§ **MATERIAL SHOWN**
■ ■ ■ ■ ■ ■ ■

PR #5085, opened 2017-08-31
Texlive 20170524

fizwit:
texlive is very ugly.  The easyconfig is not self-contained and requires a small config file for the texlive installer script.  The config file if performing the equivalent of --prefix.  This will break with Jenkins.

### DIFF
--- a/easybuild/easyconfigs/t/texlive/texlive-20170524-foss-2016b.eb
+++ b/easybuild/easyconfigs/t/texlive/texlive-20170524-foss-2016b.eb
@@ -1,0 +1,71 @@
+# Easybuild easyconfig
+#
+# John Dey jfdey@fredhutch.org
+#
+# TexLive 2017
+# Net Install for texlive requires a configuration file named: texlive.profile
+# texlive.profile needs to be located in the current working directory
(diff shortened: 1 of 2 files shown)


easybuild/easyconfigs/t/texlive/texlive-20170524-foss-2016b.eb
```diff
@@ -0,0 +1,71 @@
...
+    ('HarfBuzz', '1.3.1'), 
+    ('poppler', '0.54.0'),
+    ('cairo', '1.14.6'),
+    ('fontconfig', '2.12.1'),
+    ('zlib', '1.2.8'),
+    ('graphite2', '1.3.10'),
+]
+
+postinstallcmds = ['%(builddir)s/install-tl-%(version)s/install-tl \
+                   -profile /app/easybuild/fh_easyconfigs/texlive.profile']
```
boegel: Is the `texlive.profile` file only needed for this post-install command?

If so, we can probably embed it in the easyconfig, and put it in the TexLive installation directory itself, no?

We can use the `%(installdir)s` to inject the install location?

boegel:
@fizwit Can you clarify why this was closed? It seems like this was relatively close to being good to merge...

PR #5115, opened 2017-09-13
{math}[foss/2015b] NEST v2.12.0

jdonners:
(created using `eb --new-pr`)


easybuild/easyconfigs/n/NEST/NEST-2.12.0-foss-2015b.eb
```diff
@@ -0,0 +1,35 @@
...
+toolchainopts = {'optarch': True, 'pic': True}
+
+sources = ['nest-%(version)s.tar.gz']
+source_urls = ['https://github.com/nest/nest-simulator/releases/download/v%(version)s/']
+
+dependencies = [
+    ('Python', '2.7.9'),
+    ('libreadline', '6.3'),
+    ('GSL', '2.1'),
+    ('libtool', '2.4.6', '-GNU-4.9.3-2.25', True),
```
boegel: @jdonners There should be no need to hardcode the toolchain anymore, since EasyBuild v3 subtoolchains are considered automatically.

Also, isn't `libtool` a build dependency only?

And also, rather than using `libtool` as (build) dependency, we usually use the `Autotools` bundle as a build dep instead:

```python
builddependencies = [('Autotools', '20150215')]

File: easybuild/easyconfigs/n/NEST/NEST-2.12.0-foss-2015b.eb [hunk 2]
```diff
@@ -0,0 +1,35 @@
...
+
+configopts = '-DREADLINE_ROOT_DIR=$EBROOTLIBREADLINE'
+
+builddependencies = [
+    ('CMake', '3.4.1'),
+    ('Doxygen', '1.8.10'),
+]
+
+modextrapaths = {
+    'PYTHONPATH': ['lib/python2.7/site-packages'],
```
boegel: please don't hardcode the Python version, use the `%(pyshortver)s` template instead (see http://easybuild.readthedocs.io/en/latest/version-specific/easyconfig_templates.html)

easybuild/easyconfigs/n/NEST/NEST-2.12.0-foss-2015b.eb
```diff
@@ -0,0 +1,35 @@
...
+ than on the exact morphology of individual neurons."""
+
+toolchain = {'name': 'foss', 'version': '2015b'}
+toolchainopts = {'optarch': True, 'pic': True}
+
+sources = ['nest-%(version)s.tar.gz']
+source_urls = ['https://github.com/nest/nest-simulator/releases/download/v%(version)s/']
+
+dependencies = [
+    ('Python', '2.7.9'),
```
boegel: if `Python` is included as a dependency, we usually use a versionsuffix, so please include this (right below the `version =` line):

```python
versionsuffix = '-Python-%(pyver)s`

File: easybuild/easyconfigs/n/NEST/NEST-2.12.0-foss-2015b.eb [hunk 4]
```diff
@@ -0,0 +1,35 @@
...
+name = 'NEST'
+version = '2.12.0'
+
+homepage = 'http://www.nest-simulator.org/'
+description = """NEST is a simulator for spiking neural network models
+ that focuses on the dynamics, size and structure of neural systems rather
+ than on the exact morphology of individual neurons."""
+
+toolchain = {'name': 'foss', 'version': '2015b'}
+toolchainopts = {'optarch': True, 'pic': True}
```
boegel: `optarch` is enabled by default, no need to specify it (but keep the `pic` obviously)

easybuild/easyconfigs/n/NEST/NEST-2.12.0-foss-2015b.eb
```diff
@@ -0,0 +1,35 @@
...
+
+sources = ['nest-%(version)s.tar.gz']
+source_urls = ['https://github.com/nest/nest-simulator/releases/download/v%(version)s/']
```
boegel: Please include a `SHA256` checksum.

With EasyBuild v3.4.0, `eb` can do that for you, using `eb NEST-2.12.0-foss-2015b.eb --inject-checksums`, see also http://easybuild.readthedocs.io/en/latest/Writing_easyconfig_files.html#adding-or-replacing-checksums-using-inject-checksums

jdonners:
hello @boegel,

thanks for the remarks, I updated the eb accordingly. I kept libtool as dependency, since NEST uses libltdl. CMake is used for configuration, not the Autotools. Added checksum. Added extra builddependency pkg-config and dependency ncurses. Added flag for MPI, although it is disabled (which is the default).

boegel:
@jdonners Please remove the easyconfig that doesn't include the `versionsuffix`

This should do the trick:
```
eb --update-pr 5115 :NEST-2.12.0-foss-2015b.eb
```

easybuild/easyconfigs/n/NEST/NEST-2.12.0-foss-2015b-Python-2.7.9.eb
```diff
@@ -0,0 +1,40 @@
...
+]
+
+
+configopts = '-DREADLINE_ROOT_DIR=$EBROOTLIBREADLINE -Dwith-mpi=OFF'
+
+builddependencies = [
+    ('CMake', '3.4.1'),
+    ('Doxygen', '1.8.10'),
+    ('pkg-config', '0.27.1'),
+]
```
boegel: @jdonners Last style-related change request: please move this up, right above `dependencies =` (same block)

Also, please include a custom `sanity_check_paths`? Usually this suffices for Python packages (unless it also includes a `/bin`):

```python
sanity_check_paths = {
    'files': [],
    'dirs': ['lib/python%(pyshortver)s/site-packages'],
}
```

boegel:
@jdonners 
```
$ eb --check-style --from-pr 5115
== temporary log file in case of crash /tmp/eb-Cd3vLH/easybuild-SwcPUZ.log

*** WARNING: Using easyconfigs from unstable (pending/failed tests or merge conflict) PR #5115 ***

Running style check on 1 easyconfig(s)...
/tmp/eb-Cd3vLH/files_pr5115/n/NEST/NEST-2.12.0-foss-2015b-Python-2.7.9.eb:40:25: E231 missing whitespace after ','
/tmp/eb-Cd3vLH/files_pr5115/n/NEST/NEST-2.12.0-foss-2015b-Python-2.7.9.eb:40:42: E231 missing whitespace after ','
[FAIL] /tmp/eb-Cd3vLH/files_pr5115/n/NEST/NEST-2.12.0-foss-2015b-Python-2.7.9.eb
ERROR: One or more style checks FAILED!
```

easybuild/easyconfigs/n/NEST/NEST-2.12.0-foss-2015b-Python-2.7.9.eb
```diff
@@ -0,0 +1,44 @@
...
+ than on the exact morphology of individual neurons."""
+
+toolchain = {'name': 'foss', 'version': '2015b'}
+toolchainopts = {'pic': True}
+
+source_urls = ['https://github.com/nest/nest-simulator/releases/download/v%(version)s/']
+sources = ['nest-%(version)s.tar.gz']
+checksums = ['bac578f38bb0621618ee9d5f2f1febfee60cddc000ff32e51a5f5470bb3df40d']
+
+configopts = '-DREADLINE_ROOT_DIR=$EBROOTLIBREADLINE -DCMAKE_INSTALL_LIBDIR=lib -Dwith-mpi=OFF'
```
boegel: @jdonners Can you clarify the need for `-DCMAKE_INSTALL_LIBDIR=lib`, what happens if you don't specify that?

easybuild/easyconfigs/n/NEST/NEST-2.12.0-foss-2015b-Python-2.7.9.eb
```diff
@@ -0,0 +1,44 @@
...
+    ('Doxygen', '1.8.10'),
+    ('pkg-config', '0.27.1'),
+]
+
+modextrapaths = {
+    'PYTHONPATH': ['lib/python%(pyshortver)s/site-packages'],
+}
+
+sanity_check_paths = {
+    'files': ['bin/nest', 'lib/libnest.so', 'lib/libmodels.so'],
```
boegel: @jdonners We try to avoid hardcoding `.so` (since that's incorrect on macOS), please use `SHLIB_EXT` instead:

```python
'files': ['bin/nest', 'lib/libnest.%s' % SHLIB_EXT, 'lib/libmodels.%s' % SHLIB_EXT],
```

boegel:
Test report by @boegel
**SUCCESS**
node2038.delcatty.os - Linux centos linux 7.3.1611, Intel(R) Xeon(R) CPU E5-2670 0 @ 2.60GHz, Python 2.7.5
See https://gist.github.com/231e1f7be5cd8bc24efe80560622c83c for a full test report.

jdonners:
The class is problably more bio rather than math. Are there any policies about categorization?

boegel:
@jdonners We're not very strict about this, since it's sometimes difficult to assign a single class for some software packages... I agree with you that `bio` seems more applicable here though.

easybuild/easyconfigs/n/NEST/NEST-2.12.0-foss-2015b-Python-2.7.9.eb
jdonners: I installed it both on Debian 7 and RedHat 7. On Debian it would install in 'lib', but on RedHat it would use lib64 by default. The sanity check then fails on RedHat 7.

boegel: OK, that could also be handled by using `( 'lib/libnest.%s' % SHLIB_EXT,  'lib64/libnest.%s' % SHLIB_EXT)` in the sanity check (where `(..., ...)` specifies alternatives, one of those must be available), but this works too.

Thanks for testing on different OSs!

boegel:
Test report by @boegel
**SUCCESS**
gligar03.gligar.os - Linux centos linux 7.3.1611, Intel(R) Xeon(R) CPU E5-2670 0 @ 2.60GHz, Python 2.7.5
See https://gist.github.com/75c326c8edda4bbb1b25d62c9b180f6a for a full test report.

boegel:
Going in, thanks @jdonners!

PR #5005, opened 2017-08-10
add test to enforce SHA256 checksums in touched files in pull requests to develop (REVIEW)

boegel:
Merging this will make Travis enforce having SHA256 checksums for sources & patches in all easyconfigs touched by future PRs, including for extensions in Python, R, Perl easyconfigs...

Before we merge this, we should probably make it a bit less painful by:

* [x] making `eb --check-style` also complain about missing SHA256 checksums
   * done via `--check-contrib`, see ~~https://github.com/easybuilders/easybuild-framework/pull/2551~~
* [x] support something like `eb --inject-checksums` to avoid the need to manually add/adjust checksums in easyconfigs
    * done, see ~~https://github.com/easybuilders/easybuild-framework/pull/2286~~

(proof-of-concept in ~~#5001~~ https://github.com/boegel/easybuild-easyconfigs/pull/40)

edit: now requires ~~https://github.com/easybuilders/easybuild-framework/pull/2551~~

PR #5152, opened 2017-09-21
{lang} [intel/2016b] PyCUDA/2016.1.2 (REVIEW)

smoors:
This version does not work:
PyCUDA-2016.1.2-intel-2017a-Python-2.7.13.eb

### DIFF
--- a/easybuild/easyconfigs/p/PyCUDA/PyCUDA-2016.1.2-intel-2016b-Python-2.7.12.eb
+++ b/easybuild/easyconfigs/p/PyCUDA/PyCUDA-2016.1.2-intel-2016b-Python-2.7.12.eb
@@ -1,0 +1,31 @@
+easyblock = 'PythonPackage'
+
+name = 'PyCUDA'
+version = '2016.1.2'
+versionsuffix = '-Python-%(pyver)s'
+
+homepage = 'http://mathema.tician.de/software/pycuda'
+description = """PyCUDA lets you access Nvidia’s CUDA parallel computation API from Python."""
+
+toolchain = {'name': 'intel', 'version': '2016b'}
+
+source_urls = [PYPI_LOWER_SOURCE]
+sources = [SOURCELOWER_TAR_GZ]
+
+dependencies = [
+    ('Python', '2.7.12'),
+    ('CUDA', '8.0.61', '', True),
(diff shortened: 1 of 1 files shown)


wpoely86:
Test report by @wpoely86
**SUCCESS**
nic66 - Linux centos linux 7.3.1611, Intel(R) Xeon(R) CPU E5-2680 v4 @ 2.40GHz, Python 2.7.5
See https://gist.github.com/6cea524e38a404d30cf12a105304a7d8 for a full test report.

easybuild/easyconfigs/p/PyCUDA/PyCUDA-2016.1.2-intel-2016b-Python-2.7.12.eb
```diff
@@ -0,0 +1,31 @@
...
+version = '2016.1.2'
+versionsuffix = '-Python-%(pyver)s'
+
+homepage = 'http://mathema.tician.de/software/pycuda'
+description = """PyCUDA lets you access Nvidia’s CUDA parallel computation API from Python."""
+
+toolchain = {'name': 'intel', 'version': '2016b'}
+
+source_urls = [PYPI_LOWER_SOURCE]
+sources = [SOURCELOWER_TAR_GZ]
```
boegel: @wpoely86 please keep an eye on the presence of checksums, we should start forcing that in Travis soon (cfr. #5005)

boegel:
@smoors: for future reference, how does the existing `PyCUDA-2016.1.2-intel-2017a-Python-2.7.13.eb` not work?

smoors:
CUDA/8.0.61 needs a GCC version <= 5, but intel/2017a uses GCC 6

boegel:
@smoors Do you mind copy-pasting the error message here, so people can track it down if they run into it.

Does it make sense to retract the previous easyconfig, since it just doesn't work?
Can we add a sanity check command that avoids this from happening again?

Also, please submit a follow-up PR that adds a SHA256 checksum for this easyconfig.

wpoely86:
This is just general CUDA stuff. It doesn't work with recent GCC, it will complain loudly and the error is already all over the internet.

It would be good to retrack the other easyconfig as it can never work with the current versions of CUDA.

■ ■ ■ ■ ■ ■ ■

§ **DIRECTIONS**
Lines holding the string "rather" are the answer; copy each one from the listing above.

§ **RESULT BELOW**
And also, rather than using `libtool` as (build) dependency, we usually use the `Autotools` bundle as a build dep instead:
+ that focuses on the dynamics, size and structure of neural systems rather
The class is problably more bio rather than math. Are there any policies about categorization?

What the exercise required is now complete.